Sealey edited “Foster Care Agencies Take Millions of Dollars Owed to Kids. Most Children Have No Idea,” a 2022 Pulitzer finalist in national reporting that exposed how nearly every state was quietly seizing Social Security benefits owed to foster children. The impact was sweeping: More than a dozen states and municipalities established new rules or legislation to protect those benefits, and more than a dozen others introduced bills to conserve the money or require that children be notified before it was taken.
“How the Newest Federal Prison Became One of the Deadliest,” a collaboration between The Marshall Project and NPR that she edited, exposed violence and abuse in the Special Management Unit at a federal prison in Thomson, Illinois. Within two weeks of publication, Illinois members of Congress called for a Justice Department inspector general investigation. Months later, the Bureau of Prisons announced it would close the unit; ultimately, the entire prison was converted to minimum security. This year, the DOJ’s inspector general concluded that the Bureau of Prisons had violated its own rules through widespread misuse of restraints, and the agency agreed to revise its policies and practices.
Sealey also edited the narrative podcast “Violation,” a collaboration between The Marshall Project and WBUR in Boston that examined the parole system in the United States through a decades-old murder case. The series was nominated for a 2024 National Magazine Award.
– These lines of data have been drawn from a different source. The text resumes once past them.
Issue #912, opened 2016-03-09
PR #829 breaks "define_enum_for" matcher for enums that do not actually use integer columns


begedin:
Say we want a status enum that looks like 

``` Ruby
enum status: { active: "active", pending: "pending", rejected: "rejected" }
```

With the changes made in PR #829, we can no longer spec for that enum with

``` Ruby
it { should define_enum_for(:status).with(active: "active", pending: "pending", rejected: "rejected")
```

Are active record enums with strings as underlying column types not allowed? I couldn't find any information that would explicitly make it so.

I believe the matcher should only enforce integer type if the provided expected enum value is an array, or if it's a hash with values all being integer.

guilhermearaujo:
I agree. There is absolutely no reason to enforce integers.

It started with #827, but in the author's example, he is storing an `:integer` in a column of type `:string`, and his enum maps the keys to integers. If he wanted to use integers, he could just use an array of symbols.

Had he done that, than yes, the matcher could enforce integer type in case of array, or enforce nothing otherwise.

lucasgomide:
cc: @mcmire 

can you review this ?

mcmire:
Sorry for the lack of reply on this, I've been out.

I agree that this is a bug. I'm not sure why we had the matcher assume integers except that that was the original use case.

I can't say when I'll get to this, but I've at least seen it. :)

tiii:
I don't think this is a bug. Using strings as keys is not the way to go with ActiveRecord::Enum. There is no mention about using something else than integer columns and integer values in the official documentation (4.1.8: http://apidock.com/rails/ActiveRecord/Enum | 5.0.0: http://api.rubyonrails.org/classes/ActiveRecord/Enum.html ).

If you use a string type column and non string enum values (integers or symbols) you lose the ability to retrieve the key by calling the getter method on your model (demonstrated here: https://github.com/thoughtbot/shoulda-matchers/issues/827#issuecomment-152551748 )

In my opinion rails should enforce the use of an integer column, but as long as rails does not I don't mind that should-matchers enforces it.

If we still want to allow strings as keys we should check the enum values too:
Integer column: only allow integer enum values
string column: only allow string enum values

guilhermearaujo:
(@tiii I suppose that by 'key' in your message you mean 'value', as in the value held by the key being a string, and not the key itself. Is that correct?)

[...]

PR #932, opened 2016-06-09
Fix enums with hashes

guilhermearaujo:
Because if you are using a hash instead of a list, you probably should not be using integers as values.

Fixes issue #912


brust:
Any response about this PR?

guilhermearaujo:
@mcmire any update on this?

mcmire:
This is good, but in order to complete this PR, we need to add a test to confirm that when you have a column that isn't an integer but a string, the matcher won't fail. Do you think you could add that?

Earlier in her career, Sealey served as enterprise editor for NBC News Digital, where she collaborated on a yearlong reporting project on poverty in America that won a Peabody Award. She began her career as an intern for a local television news station in her hometown of Scranton, Pennsylvania.
“I am ecstatic to join ProPublica, an organization I’ve long admired, and to partner with journalists across the country holding the powerful to account in their communities,” Sealey said.